[Stored items]

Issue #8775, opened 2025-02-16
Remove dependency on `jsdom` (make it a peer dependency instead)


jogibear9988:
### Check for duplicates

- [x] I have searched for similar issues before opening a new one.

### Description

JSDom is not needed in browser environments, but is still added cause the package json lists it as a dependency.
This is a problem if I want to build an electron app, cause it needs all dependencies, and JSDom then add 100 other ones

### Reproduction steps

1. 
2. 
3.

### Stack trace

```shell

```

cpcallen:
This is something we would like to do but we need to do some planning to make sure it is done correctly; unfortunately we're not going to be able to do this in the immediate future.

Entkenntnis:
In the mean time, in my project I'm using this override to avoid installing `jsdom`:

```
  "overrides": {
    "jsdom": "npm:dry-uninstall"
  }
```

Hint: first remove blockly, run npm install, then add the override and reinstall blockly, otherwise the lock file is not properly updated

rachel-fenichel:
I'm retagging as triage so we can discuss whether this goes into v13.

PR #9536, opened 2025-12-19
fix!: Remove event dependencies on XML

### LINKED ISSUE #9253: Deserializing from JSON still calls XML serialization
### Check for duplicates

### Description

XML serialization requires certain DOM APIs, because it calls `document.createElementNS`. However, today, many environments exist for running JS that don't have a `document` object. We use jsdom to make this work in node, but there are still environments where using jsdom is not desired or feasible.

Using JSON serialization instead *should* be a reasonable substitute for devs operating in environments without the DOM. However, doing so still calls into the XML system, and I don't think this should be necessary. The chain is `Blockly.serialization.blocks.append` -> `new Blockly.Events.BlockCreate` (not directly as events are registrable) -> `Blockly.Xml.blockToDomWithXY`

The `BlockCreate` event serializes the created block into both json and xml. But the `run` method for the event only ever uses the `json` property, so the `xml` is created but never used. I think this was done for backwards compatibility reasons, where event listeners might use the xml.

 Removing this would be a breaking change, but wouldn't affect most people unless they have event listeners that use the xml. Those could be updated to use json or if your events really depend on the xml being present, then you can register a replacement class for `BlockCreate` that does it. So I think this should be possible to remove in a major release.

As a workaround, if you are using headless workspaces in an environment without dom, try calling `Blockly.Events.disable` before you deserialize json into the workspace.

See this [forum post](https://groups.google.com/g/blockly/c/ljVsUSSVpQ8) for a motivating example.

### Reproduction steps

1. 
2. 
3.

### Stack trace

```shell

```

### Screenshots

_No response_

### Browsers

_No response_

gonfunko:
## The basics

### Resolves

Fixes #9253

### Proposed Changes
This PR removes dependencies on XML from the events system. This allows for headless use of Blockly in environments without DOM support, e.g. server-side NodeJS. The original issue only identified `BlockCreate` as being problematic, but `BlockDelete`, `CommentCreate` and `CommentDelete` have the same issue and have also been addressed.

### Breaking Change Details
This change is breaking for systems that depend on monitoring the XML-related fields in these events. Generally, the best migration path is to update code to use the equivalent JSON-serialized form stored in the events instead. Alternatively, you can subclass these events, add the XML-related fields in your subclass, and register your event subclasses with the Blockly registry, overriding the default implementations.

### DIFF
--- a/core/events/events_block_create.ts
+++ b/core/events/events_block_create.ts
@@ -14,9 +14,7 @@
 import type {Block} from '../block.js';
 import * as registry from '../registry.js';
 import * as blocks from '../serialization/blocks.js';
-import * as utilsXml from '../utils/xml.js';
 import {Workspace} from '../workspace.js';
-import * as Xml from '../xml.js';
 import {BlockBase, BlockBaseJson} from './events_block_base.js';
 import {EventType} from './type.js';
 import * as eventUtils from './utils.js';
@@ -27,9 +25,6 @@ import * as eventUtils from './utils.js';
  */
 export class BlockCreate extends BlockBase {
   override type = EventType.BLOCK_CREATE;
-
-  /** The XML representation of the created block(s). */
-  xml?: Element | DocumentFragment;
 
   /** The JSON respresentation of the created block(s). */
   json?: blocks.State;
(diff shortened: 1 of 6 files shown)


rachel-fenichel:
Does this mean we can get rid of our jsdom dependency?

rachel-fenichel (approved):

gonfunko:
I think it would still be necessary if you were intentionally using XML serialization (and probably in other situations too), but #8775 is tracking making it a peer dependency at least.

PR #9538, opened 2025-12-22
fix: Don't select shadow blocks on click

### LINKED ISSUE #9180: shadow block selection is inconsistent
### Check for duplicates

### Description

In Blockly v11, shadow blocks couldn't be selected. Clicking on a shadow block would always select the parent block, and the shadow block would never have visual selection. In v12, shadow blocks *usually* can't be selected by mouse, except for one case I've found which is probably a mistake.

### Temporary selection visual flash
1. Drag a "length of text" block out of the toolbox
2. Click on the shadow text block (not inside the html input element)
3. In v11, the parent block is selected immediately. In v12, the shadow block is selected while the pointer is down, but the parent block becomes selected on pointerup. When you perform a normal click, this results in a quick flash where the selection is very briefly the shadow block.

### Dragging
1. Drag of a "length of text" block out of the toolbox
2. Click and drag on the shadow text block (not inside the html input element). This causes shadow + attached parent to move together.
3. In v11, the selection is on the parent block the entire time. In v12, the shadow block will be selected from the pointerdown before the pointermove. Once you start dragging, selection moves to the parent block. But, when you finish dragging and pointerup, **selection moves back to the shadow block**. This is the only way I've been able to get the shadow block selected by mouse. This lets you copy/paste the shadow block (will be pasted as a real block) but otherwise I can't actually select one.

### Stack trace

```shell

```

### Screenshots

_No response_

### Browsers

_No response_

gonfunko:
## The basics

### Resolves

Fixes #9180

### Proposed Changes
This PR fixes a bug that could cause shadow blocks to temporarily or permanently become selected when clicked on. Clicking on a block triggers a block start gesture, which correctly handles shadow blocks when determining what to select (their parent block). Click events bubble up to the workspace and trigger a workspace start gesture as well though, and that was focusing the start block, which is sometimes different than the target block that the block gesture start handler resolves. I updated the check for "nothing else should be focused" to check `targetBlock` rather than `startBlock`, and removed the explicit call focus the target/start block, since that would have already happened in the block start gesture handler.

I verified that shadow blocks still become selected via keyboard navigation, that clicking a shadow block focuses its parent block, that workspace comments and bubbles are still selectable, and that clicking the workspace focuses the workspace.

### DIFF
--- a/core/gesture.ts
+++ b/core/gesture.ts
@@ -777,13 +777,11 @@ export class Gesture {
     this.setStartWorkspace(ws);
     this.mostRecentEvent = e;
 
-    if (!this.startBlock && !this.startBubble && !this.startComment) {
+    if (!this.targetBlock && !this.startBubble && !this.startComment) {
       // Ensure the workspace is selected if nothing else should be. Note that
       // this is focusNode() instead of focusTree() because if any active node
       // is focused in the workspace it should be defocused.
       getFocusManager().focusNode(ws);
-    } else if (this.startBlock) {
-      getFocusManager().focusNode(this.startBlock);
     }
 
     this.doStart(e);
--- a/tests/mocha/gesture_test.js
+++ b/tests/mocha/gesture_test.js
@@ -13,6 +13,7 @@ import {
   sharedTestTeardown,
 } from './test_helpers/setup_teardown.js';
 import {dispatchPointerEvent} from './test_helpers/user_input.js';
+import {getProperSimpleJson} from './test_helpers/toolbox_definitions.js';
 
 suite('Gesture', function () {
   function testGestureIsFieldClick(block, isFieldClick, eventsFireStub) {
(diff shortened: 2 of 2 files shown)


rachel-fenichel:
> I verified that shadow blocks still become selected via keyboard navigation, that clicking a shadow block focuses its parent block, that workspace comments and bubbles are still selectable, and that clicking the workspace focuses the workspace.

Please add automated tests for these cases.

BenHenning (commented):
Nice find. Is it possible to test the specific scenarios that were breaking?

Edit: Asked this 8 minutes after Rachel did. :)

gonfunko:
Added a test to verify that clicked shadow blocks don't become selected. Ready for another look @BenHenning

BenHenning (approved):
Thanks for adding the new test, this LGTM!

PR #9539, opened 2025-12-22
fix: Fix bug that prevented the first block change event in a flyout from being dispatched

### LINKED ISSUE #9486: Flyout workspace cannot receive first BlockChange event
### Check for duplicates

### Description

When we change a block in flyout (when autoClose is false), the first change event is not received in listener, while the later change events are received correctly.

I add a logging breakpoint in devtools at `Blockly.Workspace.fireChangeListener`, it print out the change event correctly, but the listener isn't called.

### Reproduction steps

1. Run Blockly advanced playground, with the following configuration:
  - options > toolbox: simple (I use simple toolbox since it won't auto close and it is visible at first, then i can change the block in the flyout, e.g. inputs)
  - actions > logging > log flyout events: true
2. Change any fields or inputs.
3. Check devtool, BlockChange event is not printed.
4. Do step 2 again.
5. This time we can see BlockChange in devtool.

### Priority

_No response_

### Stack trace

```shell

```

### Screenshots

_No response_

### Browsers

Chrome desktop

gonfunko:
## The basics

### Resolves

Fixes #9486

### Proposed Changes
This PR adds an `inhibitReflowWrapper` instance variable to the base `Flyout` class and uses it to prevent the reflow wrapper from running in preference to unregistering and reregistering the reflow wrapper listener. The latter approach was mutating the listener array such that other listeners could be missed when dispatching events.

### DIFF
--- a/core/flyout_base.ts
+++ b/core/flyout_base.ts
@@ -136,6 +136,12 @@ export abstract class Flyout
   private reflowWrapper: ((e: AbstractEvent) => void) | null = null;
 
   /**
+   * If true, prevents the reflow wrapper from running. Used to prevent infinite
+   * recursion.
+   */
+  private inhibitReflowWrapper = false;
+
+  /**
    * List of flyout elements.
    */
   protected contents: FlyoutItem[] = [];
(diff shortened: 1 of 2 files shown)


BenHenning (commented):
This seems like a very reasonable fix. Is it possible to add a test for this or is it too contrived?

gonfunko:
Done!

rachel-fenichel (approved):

## Instructions for the task
The lines that contain the word "targetBlock" are wanted; copy each of them from the records.

## Output
This PR fixes a bug that could cause shadow blocks to temporarily or permanently become selected when clicked on. Clicking on a block triggers a block start gesture, which correctly handles shadow blocks when determining what to select (their parent block). Click events bubble up to the workspace and trigger a workspace start gesture as well though, and that was focusing the start block, which is sometimes different than the target block that the block gesture start handler resolves. I updated the check for "nothing else should be focused" to check `targetBlock` rather than `startBlock`, and removed the explicit call focus the target/start block, since that would have already happened in the block start gesture handler.
+    if (!this.targetBlock && !this.startBubble && !this.startComment) {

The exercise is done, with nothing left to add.